L'événement Anthropocène
La Terre, l'histoire et nous
Résumé
(4e) Les scientifiques nous l’annoncent, la Terre est entrée dans une nouvelle époque : l’Anthropocène. Ce qui nous arrive n’est pas une crise environnementale, c’est une révolution géologique d’origine humaine.
Depuis la révolution thermo-industrielle, notre planète a basculé vers un état inédit. Les traces de notre âge urbain, consumériste, chimique et nucléaire resteront des milliers voire des millions d’années dans les archives géologiques de la planète et soumettront les sociétés humaines à des difficultés considérables. Comment en sommes-nous arrivés là ?
Faisant dialoguer science et histoire, les auteurs dressent l’inventaire écologique d’un modèle de développement devenu insoutenable, ébranlent bien des idées reçues sur notre prétendue « prise de conscience environnementale » et ouvrent des pistes pour vivre et agir politiquement dans l’Anthropocène.
1. Bienvenu dans l'Anthropocène
L'ère géologiquee « anthropocène » est proposée par le chimiste Paul Crutzen en février 2000 lors d'un coloque du Programme international Géosphère-Biosphère. Il débuterait en 1784, au début de la révolution industrielle, et serait caractérisé par le fait que l'impact de l'activité humaine rivalise maintenant avec celles de certaines des grandes forces de la Nature :
- Modification de l'atmosphère : + 150% de méthane, + 63% de protoxyde d'azote, + 43% de dioxyde de carbone depuis 1750.
- Effondrement de la biodiversité par fragmentation, simplification et destruction des écosystèmes.
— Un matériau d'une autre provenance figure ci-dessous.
PR #132, opened 2020-11-19
Add `hs_date_entered_*` and `hs_date_exited_*` fields for Deals

luandy64:
# Description of change
This PR hits the V3 Deals CRM API to get all `hs_date_entered_*` and `hs_date_exited_*` fields.

The "batch read" endpoint that Hubspot has lets us search for specific IDs. Given that V1 Deals and V3 Deals have the same primary key (`"dealId"` and `"id"` respectively) values, we can merge these new fields into the existing records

Le taux de disaprition des espèces serait de 100 à 1000 fois plus élevé que la
normale géologique
, taux comparable à celui de 5 périodes d'extinctions de masse, si bien que certains auteurs parlent de 6e extinction. - Modification des cycles bio-géochimiques de l'azote, de l'eau et du phosphate
- Accroissement de la consommation d'énergie d'un facteur 16 au XXe s.
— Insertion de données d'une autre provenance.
PR #133, opened 2020-11-20
Add `hs_date_entered_*` and `hs_date_exited_*` fields for the Deals Stream

luandy64:
# Description of change
This PR hits the V3 Deals CRM API to get all `hs_date_entered_*` and `hs_date_exited_*` fields.

The "batch read" endpoint that Hubspot has lets us search for specific IDs. Given that V1 Deals and V3 Deals have the same primary key (`"dealId"` and `"id"` respectively) values, we can merge these new fields into the existing records

# Manual QA steps
- Ran the tap before and after the change to get records
- Diffed the two sets of records
 
# Risks
- Lower than #124. The main issue there is we did not paginate the V3 response and could not prove whether the first page of V1 records contains the same IDs as the first page of V3 records. But now that we are searching the V3 for explicit IDs we don't have to worry about that
 
# Rollback steps
 - revert this branch and bump the version

### DIFF
--- a/tap_hubspot/__init__.py
+++ b/tap_hubspot/__init__.py
@@ -165,7 +165,6 @@ def get_field_schema(field_type, extras=False):
         }
 
 def parse_custom_schema(entity_name, data):
-
     return {
         field['name']: get_field_schema(field['type'], entity_name != 'contacts')
         for field in data
@@ -266,17 +265,13 @@ def parse_source_from_url(url):
         return match.group(1)
     return None
 
-
-@backoff.on_exception(backoff.constant,
-                      (requests.exceptions.RequestException,
-                       requests.exceptions.HTTPError),
-                      max_tries=5,
-                      jitter=None,
-                      giveup=giveup,
-                      on_giveup=on_giveup,
-                      interval=10)
-def request(url, params=None):
-
+def get_params_and_headers(params):
+    """
+    This function makes a params object and headers object based on the
+    authentication values available. If there is an `hapikey` in the config, we
+    need that in `params` and not in the `headers`. Otherwise, we need to get an
+    `access_token` to put in the `headers` and not in the `params`
+    """
     params = params or {}
     hapikey = CONFIG['hapikey']
     if hapikey is None:
@@ -289,6 +284,21 @@ def request(url, params=None):
 
     if 'user_agent' in CONFIG:
         headers['User-Agent'] = CONFIG['user_agent']
+
+    return params, headers
+
+
+@backoff.on_exception(backoff.constant,
+                      (requests.exceptions.RequestException,
+                       requests.exceptions.HTTPError),
+                      max_tries=5,
+                      jitter=None,
+                      giveup=giveup,
+                      on_giveup=on_giveup,
+                      interval=10)
+def request(url, params=None):
+
+    params, headers = get_params_and_headers(params)
 
     req = requests.Request('GET', url, params=params, headers=headers).prepare()
     LOGGER.info("GET %s", req.url)
@@ -322,19 +332,8 @@ def lift_properties_and_versions(record):
     return record
 
 def post_search_endpoint(url, data, params=None):
-    params = params or {}
-    hapikey = CONFIG['hapikey']
-    if hapikey is None:
-        if CONFIG['token_expires'] is None or CONFIG['token_expires'] < datetime.datetime.utcnow():
-            acquire_access_token_from_refresh_token()
-        headers = {'Authorization': 'Bearer {}'.format(CONFIG['access_token'])}
-    else:
-        params['hapikey'] = hapikey
-        headers = {}
 
-    if 'user_agent' in CONFIG:
-        headers['User-Agent'] = CONFIG['user_agent']
-
+    params, headers = get_params_and_headers(params)
     headers['content-type'] = "application/json"
 
     with metrics.http_request_timer(url) as timer:
--- a/tap_hubspot/__init__.py
+++ b/tap_hubspot/__init__.py
@@ -76,7 +76,7 @@ ENDPOINTS = {
     "deals_all":            "/deals/v1/deal/paged",
     "deals_recent":         "/deals/v1/deal/recent/modified",
     "deals_detail":         "/deals/v1/deal/{deal_id}",
-    "deals_v3_search":      "/crm/v3/objects/deals/search",
+    "deals_v3_batch_read":  "/crm/v3/objects/deals/batch/read",
     "deals_v3_properties":  "/crm/v3/properties/deals",
     "deal_pipelines":       "/deals/v1/pipelines",
 
@@ -348,6 +348,39 @@ def post_search_endpoint(url, data, params=None):
 
     return resp
 
+def merge_responses(v1_data, v3_data):
+    for v1_record in v1_data:
+        v1_id = v1_record.get('dealId')
+        for v3_record in v3_data:
+            v3_id = v3_record.get('id')
+            if str(v1_id) == v3_id:
+                v1_record['properties'] = {**v1_record['properties'],
+                                           **v3_record['properties']}
+
+def process_v3_deals_records(v3_data):
+    """
+    This function:
+    1. filters out fields that don't contain 'hs_date_entered_*' and
+       'hs_date_exited_*'
+    2. changes a key value pair in `properties` to a key paired to an
+       object with a key 'value' and the original value
+    """
+    transformed_v3_data = []
+    for record in v3_data:
+        new_properties = {field_name : {'value': field_value}
+                          for field_name, field_value in record['properties'].items()
+                          if 'hs_date_entered' in field_name or 'hs_date_exited' in field_name}
+        transformed_v3_data.append({**record, 'properties' : new_properties})
+    return transformed_v3_data
+
+def get_v3_deals(v3_fields, v1_data):
+    v1_ids = [{'id': str(record['dealId'])} for record in data[path]]
+    v3_body = {'inputs': v1_ids,
+               'properties': v3_fields,}
+    v3_url = get_url('deals_v3_batch_read')
+    v3_resp = post_search_endpoint(v3_url, v3_body)
+    return v3_resp.json()['results']
+
 #pylint: disable=line-too-long
 def gen_request(STATE, tap_stream_id, url, params, path, more_key, offset_keys, offset_targets, v3_fields=None):
     if len(offset_keys) != len(offset_targets):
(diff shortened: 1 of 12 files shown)


tests/base.py
```diff
@@ -195,6 +195,10 @@ def create_connection(self, original_properties: bool = True):
         menagerie.verify_check_exit_status(self, exit_status, check_job_name)
         return conn_id
 
+    def ensure_connection(self, original=True):
+        conn_id = connections.ensure_connection(self, original_properties = original)
```
asaf-erlich, line 199: What is the benefit of this method? Is it simply to make original a default true value? Why not fix that in the connections.py file inside of tap tester?

tap_hubspot/__init__.py
```diff
@@ -159,17 +162,23 @@ def get_field_schema(field_type, extras=False):
             }
         }
 
-def parse_custom_schema(entity_name, data):
+def parse_custom_schema(entity_name, data, force_extras=None):
+    if force_extras is not None:
+        extras = force_extras
+    else:
+        extras = entity_name != 'contacts'
     return {
```
asaf-erlich, line 170: Nitpick, but can you add a line break before the return here?

tap_hubspot/__init__.py
```diff
@@ -159,17 +162,23 @@ def get_field_schema(field_type, extras=False):
             }
         }
 
-def parse_custom_schema(entity_name, data):
+def parse_custom_schema(entity_name, data, force_extras=None):
+    if force_extras is not None:
+        extras = force_extras
+    else:
+        extras = entity_name != 'contacts'
```
asaf-erlich, line 169: This feels weird the way the code is written. Why not make force_extras a boolean instead of an Optional of... I guess a boolean? Have I mentioned I miss type hints in python? I wish we used them... but that's not important right now. I see... you allow force extras to be passed as either true or false. 

Is `entity_name != 'contacts'` really the most common default use case? I would rather you just didn't have a default value and passed it in, you only us this method twice, ever right? So what's the benefit of pushing the logic into the method and not from the caller?

tap_hubspot/__init__.py
```diff
@@ -191,6 +200,12 @@ def load_schema(entity_name):
             "properties": custom_schema,
         }
 
+        if entity_name in ["deals"]:
+            v3_schema = get_v3_schema(entity_name)
+            for key, value in v3_schema.items():
+                if 'hs_date_entered' in key or 'hs_date_exited' in key or 'hs_time_in' in key:
```
asaf-erlich, line 206: I'm not 100% sure, but could you use `any` to make this line a bit easier on the eyes? It's essentially saying `are any of the strings in key` right?

tap_hubspot/__init__.py
luandy64: > Is entity_name != 'contacts' really the most common default use case?

Yes, it's what it was before. I didn't spend too much thing clarifying the logic, but I needed to the ability to override that value

tap_hubspot/__init__.py
luandy64: No, it's checking for any of the three prefixes in `key`

tap_hubspot/__init__.py
```diff
@@ -307,8 +322,70 @@ def lift_properties_and_versions(record):
             record['properties_versions'] += versions
     return record
 
+def post_search_endpoint(url, data, params=None):
+    params = params or {}
+    hapikey = CONFIG['hapikey']
+    if hapikey is None:
+        if CONFIG['token_expires'] is None or CONFIG['token_expires'] < datetime.datetime.utcnow():
+            acquire_access_token_from_refresh_token()
```
asaf-erlich, line 330: I slightly remember discussing this in a previous PR... but why not make the code simply:
`headers = {'Authorization': 'Bearer {}'.format(access_token())}`

And then pushing this logic of `if CONFIG['token_expires'] is None or CONFIG['token_expires'] < datetime.datetime.utcnow():` into an access_token method which would take care of it? It feels like a leaky abstraction right now that seems unnecessary.

tap_hubspot/__init__.py
```diff
@@ -307,8 +322,70 @@ def lift_properties_and_versions(record):
...
+    1. filters out fields that don't contain 'hs_date_entered_*' and
+       'hs_date_exited_*'
+    2. changes a key value pair in `properties` to a key paired to an
+       object with a key 'value' and the original value
+    """
+    transformed_v3_data = []
+    for record in v3_data:
+        new_properties = {field_name : {'value': field_value}
+                          for field_name, field_value in record['properties'].items()
+                          if 'hs_date_entered' in field_name or 'hs_date_exited' in field_name or 'hs_time_in' in field_name}
```
asaf-erlich, line 374: Again I think `any` could be used to reduce the number of `if` and `or` in this line...

tap_hubspot/__init__.py
```diff
@@ -319,6 +396,14 @@ def gen_request(STATE, tap_stream_id, url, params, path, more_key, offset_keys,
         while True:
             data = request(url, params).json()
 
+            if v3_fields:
+                v3_data = get_v3_deals(v3_fields, data[path])
+
+                # The shape of v3_data is different than the V1 response,
+                # so we transform v3 to look like v1
```
asaf-erlich, line 403: The code is very clean, but I kind of hate that we have to do this lol

tap_hubspot/__init__.py
```diff
@@ -522,9 +609,14 @@ def sync_deals(STATE, ctx):
         params['includeAllProperties'] = True
         params['allPropertiesFetchMode'] = 'latest_version'
 
+        # Grab selected `hs_date_entered/exited` fields to call the v3 endpoint with
+        v3_fields = [x[1].replace('property_', '')
+                     for x,y in mdata.items() if x and (y.get('selected') == True or has_selected_properties)
```
asaf-erlich, line 614: Niptick, but please do not name these x,y. Name them something longer so I understand better what information they represent.

tests/test_hubspot_automatic_fields_test.py
```diff
@@ -0,0 +1,132 @@
...
+        exit_status = menagerie.get_exit_status(conn_id, check_job_name)
+        menagerie.verify_check_exit_status(self, exit_status, check_job_name)
+
+        found_catalogs = menagerie.get_catalogs(conn_id)
+        self.assertGreater(len(found_catalogs), 0, msg="unable to locate schemas for connection {}".format(conn_id))
+
+        # Select only the expected streams tables
+        expected_streams = self.expected_streams()
+        catalog_entries = [ce for ce in found_catalogs if ce['tap_stream_id'] in expected_streams]
+        self.select_all_streams_and_fields(conn_id, catalog_entries, select_all_fields=False)
```
asaf-erlich, line 37: With the exception of this line, the majority of this code above and some of the test code below is identical. Can you move them into the base? You can look at tap-square for examples. In my opinion most of this should be moved to be shared tap-tester code... since all our tests do it.

* run_and_verify_check_mode: https://github.com/singer-io/tap-square/blob/master/tests/base.py#L513
* run_and_verify_sync: https://github.com/singer-io/tap-square/blob/master/tests/base.py#L573

tap_hubspot/__init__.py
asaf-erlich: Ok, but why do you need to put this logic inside the method. I see this method called twice below. Why not just pass in `extras = entity_name != 'contacts'` as the second required parameter to this method for the only time it's not set to `extras=False` in the method `get_v3_schema` below?

tap_hubspot/__init__.py
asaf-erlich: if it's a prefix why not do `startswith` (I think that's the method in python)? And why does that mean you can't use `any`?

https://stackoverflow.com/questions/3389574/check-if-multiple-strings-exist-in-another-string

tap_hubspot/__init__.py
luandy64: I noticed that the one time I use `force_extras`, the boolean would come out to `false` anyway. So I took out this addition

tap_hubspot/__init__.py
luandy64: I'm leaving this since it's the first line now

tap_hubspot/__init__.py
luandy64: I cleaned this up with an `any()`

tap_hubspot/__init__.py
luandy64: I moved this into a function we use in both functions now

tap_hubspot/__init__.py
luandy64: Done

tap_hubspot/__init__.py
luandy64: Done

tap_hubspot/__init__.py
```diff
@@ -319,6 +394,14 @@ def gen_request(STATE, tap_stream_id, url, params, path, more_key, offset_keys,
         while True:
             data = request(url, params).json()
 
+            if v3_fields:
```
KAllan357, line 397: In a few spots below here, we call `data[path]`. Should we check that this exists and if not, raise an exception? That would make this code slightly safer and provide a more obvious failure.

KAllan357 (approved):

tap_hubspot/__init__.py
asaf-erlich: Sure

tap_hubspot/__init__.py
```diff
@@ -191,6 +198,12 @@ def load_schema(entity_name):
             "properties": custom_schema,
         }
 
+        if entity_name in ["deals"]:
+            v3_schema = get_v3_schema(entity_name)
+            for key, value in v3_schema.items():
+                if any(prefix in key for prefix in V3_PREFIXES):
```
asaf-erlich, line 204: Nice

tap_hubspot/__init__.py
```diff
@@ -252,17 +265,13 @@ def parse_source_from_url(url):
...
-def request(url, params=None):
-
+def get_params_and_headers(params):
+    """
+    This function makes a params object and headers object based on the
+    authentication values available. If there is an `hapikey` in the config, we
+    need that in `params` and not in the `headers`. Otherwise, we need to get an
+    `access_token` to put in the `headers` and not in the `params`
+    """
     params = params or {}
```
asaf-erlich, line 275: feels like this could also just be a default value, but unfortunately dict default values can be modified which linters catch... so just leave it like this...

tap_hubspot/__init__.py
```diff
@@ -276,6 +285,21 @@ def request(url, params=None):
...
+                      (requests.exceptions.RequestException,
+                       requests.exceptions.HTTPError),
+                      max_tries=5,
+                      jitter=None,
+                      giveup=giveup,
+                      on_giveup=on_giveup,
+                      interval=10)
+def request(url, params=None):
+
+    params, headers = get_params_and_headers(params)
```
asaf-erlich, line 301: I like how clean this looks to me now

tap_hubspot/__init__.py
```diff
@@ -307,8 +331,59 @@ def lift_properties_and_versions(record):
             record['properties_versions'] += versions
     return record
 
+def post_search_endpoint(url, data, params=None):
```
asaf-erlich, line 334: same with this entire method

tap_hubspot/__init__.py
```diff
@@ -307,8 +331,59 @@ def lift_properties_and_versions(record):
...
+def get_v3_deals(v3_fields, v1_data):
+    v1_ids = [{'id': str(record['dealId'])} for record in v1_data]
+
+    v3_body = {'inputs': v1_ids,
+               'properties': v3_fields,}
+    v3_url = get_url('deals_v3_batch_read')
+    v3_resp = post_search_endpoint(v3_url, v3_body)
+    return v3_resp.json()['results']
+
 #pylint: disable=line-too-long
```
asaf-erlich, line 385: Not important for this PR but I normally add line-too-long to the disables in the pylint command. It's from a time when screens were not so large...

tap_hubspot/__init__.py
```diff
@@ -499,7 +589,7 @@ def sync_deals(STATE, ctx):
     max_bk_value = start
     LOGGER.info("sync_deals from %s", start)
     most_recent_modified_time = start
-    params = {'count': 250,
+    params = {'limit': 100,
```
asaf-erlich, line 592: I didn't ask last time, but is there a reason we dropped this to paginate by 100 and not by 250?

asaf-erlich (approved):

tap_hubspot/__init__.py
luandy64: The V3 endpoint has a limit of 100. So I needed the V1 endpoint to match it in order for my "search for this deal IDs" strategy to work without pagination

- Paturages, culture et villes : 5% de la surface terrestre en 1750, 12% en 1900, 33% aujourd'hui.
2. Penser avec Gaïa - vers des humanités environementales
L'anthropocène est un point de non-retour et non une « crise », caractérisé par 4 dimensions principales :
- Changement climatique.
- Effondrement de la biodiversité.
- Raréfaction des resources naturelles.
- Pollution et modification du cadre de vie humain.
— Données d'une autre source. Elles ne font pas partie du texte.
PR #150, opened 2021-03-21
Allow skipping of property extras and versions

pankajsaini-ldt:
# Description of change
This change adds an optional config in config.json named `skip_property_extras_and_versions`, which allows tap users to select only the recent value of the properties from hubspot objects and skip any extras like timestamp, source, sourceId as well as the versions. The extras and version fields create an issue because of large number of columns created when using this tap with [target-bigquery](https://github.com/adswerve/target-bigquery). This option also allows the users to select only the recent data from hubspot if they don't require the versions and additional metadata related with the field values.

# Manual QA steps
- Run tap-hubspot in discovery mode and generate catalog
- Run tap-hubspot in sync mode. You will notice that objects like deals and companies that have `properties_` attributes will give the actual values of the properties instead of returning an object with value and other metadata (e.g. timestamp, source, sourceId)
 
# Risks
 - This change requires the discovery of the catalog again. So if you are running it in an existing pipeline, ensure that you update your catalog (properties) file.
 
# Rollback steps
 - revert this branch

### DIFF
--- a/config.sample.json
+++ b/config.sample.json
@@ -4,5 +4,6 @@
   "client_secret": "my_secret",
   "refresh_token": "my_token",
   "start_date": "2017-01-01T00:00:00Z",
-  "disable_collection": false
+  "disable_collection": false,
+  "skip_property_extras_and_versions": false
 }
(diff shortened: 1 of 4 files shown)


pankajsaini-ldt:
Closed PR in order to avoid merging additional changes that were made on the incoming branch. I will add a new PR after I add changes on a dedicated branch.

PR #159, opened 2021-08-23
add a test to check for child streams without parent streams selected

HarrisonMarcRose:
# Description of change
Implement https://jira.talendforge.org/browse/TDL-14966

When a child stream is selected without its parent (usually not allowed via field selection but can be in this case) it will cause a critical error.  We must ensure the error has a message to the user that is sufficient that they can resolve the problem on their own be selecting the parent stream

# Manual QA steps
 - 
 
# Risks
 - 
 
# Rollback steps
 - revert this branch

### DIFF
--- a/tests/test_hubspot_child_stream_only.py
+++ b/tests/test_hubspot_child_stream_only.py
@@ -1,0 +1,72 @@
+"""Test tap discovery mode and metadata/annotated-schema."""
+import re
+
+from tap_tester import connections
+from tap_tester import menagerie
+from tap_tester import runner
+
+from base import HubspotBaseTest
+
+
+class FieldSelectionChildTest(HubspotBaseTest):
+    """Test tap field selection of child streams without its parent."""
+
+    @staticmethod
+    def name():
+        return "tap_tester_hubspot_child_streams_test"
+
+    def test_run(self):
+        """
+        Verify that when a child stream is selected without its parent that
+        • a critical error in the tap occurs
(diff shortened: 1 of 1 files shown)


tests/test_hubspot_child_stream_only.py
```diff
@@ -0,0 +1,72 @@
+"""Test tap discovery mode and metadata/annotated-schema."""
```
kspeer825, line 1: This is not applicable

tests/test_hubspot_child_stream_only.py
```diff
@@ -0,0 +1,72 @@
...
+        sync_job_name = runner.run_sync_mode(self, conn_id)
+
+        # Verify tap and target exit codes
+        exit_status = menagerie.get_exit_status(conn_id, sync_job_name)
+        
+        # Verify that the tap error message shows you need to select the parent stream
+        self.assertEqual(exit_status['tap_error_message'],
+                         ('Unable to extract contacts_by_company data. '
+                          'To receive contacts_by_company data, you also need to select companies.'))
+        self.assertRaises(AssertionError, menagerie.verify_sync_exit_status, self, exit_status, sync_job_name)
```
kspeer825, line 52: nice

kspeer825: Maybe these two assertions should swap order.

kspeer825 (approved):
Just some minor comments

Il faut en finir avec le « développement durable » qui est une illusion issue de la notion de « rendement soutenu maximal » conçue par l'écologie de gestion des ressources halieutiques des années 1950. Illusion car il laisse croire à La possibilité d'une croissance économique continue si on associe économie, social et « environnement ». Il nécessite un régime stationnaire, ce que la Nature n'est pas.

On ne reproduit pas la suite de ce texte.